::: DATA PROVIDED

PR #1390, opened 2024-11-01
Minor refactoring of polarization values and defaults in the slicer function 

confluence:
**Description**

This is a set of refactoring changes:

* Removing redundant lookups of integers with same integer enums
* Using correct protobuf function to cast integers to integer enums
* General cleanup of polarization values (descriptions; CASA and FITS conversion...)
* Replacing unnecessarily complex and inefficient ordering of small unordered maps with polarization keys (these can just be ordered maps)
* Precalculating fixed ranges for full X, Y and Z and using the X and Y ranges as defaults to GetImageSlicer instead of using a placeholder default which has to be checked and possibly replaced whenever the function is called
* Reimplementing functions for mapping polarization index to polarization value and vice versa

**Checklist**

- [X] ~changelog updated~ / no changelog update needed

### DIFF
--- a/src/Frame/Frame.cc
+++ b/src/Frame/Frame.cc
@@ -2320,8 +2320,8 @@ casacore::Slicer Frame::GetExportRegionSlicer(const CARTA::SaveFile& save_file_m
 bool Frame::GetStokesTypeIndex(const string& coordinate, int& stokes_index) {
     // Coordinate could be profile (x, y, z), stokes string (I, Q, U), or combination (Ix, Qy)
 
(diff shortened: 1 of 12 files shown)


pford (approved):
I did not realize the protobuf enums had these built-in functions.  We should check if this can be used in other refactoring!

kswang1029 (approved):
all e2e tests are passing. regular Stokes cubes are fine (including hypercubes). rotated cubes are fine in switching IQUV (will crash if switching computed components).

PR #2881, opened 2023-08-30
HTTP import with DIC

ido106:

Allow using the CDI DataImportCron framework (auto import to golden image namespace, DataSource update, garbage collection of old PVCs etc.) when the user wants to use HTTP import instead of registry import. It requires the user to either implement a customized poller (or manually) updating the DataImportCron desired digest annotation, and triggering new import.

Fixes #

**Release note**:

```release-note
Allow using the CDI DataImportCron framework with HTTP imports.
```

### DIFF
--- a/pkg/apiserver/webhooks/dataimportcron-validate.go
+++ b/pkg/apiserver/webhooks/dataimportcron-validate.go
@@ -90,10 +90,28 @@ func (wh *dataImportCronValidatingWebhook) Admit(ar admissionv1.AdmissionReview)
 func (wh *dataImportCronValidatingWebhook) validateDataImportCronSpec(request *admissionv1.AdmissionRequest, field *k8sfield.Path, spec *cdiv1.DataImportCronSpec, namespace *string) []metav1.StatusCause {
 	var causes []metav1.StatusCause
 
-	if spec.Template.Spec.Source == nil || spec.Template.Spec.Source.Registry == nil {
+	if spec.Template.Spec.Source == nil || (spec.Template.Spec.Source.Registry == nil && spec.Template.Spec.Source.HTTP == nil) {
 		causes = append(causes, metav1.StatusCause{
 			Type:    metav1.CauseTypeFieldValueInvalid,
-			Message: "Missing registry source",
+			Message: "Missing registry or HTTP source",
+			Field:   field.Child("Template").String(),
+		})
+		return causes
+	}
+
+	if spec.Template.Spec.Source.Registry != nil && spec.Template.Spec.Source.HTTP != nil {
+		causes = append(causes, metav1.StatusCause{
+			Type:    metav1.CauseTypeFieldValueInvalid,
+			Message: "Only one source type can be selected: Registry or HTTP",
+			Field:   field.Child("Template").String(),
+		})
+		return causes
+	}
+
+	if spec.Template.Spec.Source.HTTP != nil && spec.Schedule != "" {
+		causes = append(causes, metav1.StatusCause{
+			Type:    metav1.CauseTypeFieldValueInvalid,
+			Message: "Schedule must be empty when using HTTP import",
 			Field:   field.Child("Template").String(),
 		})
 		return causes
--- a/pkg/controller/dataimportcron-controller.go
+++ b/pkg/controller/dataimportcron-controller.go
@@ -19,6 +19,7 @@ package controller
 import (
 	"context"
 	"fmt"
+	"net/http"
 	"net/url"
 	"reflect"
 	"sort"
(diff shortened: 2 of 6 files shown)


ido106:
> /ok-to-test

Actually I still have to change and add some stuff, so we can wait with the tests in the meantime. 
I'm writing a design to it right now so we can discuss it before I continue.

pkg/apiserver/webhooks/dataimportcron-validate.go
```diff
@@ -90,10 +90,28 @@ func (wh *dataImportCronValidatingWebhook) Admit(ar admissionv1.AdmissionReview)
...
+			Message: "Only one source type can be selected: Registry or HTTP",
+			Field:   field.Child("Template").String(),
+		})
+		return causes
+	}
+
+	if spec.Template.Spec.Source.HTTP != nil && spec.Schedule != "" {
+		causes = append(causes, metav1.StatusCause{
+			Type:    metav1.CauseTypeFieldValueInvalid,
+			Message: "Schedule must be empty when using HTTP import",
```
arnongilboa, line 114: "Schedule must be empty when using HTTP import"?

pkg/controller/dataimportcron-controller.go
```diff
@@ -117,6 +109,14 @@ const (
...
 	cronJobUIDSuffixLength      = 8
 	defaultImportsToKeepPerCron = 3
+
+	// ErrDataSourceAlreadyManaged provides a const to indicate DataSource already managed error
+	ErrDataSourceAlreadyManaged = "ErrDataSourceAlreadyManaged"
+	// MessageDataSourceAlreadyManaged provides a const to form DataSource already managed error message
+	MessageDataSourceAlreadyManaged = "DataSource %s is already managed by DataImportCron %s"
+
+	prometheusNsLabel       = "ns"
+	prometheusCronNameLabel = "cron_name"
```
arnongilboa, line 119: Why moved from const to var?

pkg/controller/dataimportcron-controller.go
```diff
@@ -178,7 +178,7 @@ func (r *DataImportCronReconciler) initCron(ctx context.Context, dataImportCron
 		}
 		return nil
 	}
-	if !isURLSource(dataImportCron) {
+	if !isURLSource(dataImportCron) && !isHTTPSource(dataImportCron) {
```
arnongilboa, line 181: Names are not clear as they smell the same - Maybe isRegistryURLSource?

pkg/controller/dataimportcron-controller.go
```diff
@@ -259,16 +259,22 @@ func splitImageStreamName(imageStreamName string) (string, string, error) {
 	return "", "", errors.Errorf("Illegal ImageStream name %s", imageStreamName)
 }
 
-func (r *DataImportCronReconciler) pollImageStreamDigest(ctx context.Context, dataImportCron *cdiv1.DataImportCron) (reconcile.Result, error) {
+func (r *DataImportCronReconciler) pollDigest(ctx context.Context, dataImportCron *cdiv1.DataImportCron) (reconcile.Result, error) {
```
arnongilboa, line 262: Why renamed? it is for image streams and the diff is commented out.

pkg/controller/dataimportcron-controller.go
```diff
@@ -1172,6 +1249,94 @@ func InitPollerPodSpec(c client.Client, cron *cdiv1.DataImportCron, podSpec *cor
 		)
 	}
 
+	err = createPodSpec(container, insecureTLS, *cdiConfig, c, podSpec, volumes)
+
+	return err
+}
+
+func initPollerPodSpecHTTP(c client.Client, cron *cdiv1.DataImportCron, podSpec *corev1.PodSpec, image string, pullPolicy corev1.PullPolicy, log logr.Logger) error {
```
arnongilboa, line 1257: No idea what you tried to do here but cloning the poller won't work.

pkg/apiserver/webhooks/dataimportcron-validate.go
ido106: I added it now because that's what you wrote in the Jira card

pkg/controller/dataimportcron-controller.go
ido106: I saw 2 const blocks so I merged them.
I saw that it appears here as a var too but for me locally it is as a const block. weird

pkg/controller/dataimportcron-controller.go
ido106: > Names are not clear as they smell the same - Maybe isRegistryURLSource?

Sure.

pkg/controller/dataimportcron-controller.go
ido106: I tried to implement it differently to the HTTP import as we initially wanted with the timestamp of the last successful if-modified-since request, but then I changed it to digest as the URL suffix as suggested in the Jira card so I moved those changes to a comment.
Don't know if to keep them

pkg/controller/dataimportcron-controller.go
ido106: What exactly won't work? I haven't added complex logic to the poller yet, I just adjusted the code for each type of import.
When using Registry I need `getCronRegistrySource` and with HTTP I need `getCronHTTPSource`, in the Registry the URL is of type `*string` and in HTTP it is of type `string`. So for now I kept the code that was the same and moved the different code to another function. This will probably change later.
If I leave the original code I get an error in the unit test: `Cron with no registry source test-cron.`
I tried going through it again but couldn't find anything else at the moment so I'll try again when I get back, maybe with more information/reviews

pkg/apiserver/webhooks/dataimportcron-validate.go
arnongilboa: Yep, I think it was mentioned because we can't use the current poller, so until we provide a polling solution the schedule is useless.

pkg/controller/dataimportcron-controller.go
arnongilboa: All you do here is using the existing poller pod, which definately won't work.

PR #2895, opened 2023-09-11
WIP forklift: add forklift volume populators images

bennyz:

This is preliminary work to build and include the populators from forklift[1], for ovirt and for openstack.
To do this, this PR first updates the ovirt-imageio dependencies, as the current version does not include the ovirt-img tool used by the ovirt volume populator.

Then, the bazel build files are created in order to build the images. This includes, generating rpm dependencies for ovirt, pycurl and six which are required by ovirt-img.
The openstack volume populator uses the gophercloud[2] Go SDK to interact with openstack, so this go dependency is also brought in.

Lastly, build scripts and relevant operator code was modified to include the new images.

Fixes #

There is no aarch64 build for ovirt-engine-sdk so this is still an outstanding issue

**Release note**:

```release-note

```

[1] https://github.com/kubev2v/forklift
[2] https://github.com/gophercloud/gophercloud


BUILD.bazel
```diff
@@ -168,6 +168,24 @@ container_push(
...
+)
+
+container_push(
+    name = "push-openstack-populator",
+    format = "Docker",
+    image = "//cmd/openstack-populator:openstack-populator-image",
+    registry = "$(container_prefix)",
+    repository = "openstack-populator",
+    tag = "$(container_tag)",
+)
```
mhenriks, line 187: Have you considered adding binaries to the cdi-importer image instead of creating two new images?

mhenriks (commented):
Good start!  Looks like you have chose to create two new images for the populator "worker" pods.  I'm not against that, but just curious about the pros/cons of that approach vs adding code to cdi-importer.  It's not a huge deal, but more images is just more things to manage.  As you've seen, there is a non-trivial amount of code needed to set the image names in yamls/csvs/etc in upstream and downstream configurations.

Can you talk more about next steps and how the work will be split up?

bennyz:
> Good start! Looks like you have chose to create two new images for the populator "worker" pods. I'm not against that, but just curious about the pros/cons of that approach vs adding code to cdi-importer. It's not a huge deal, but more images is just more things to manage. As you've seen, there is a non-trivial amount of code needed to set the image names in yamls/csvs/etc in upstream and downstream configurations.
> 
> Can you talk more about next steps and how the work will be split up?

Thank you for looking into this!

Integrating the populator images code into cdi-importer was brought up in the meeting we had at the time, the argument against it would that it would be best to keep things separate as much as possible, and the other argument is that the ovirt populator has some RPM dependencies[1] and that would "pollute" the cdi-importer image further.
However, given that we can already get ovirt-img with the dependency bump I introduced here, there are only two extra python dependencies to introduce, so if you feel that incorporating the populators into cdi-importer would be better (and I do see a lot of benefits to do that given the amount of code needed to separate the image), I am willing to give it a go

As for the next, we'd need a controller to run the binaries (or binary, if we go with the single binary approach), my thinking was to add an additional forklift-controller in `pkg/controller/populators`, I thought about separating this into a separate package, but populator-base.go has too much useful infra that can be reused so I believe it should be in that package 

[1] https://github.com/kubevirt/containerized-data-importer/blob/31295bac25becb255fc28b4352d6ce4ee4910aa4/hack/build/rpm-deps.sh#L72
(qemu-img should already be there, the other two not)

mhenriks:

::::::

◆ YOUR OBJECTIVE:
Please copy exactly the lines from the first line of the records above through the line containing "and FITS conversion...)", including both, and nothing more.

◆ EXPECTED ANSWER:
PR #1390, opened 2024-11-01
Minor refactoring of polarization values and defaults in the slicer function 

confluence:
**Description**

This is a set of refactoring changes:

* Removing redundant lookups of integers with same integer enums
* Using correct protobuf function to cast integers to integer enums
* General cleanup of polarization values (descriptions; CASA and FITS conversion...)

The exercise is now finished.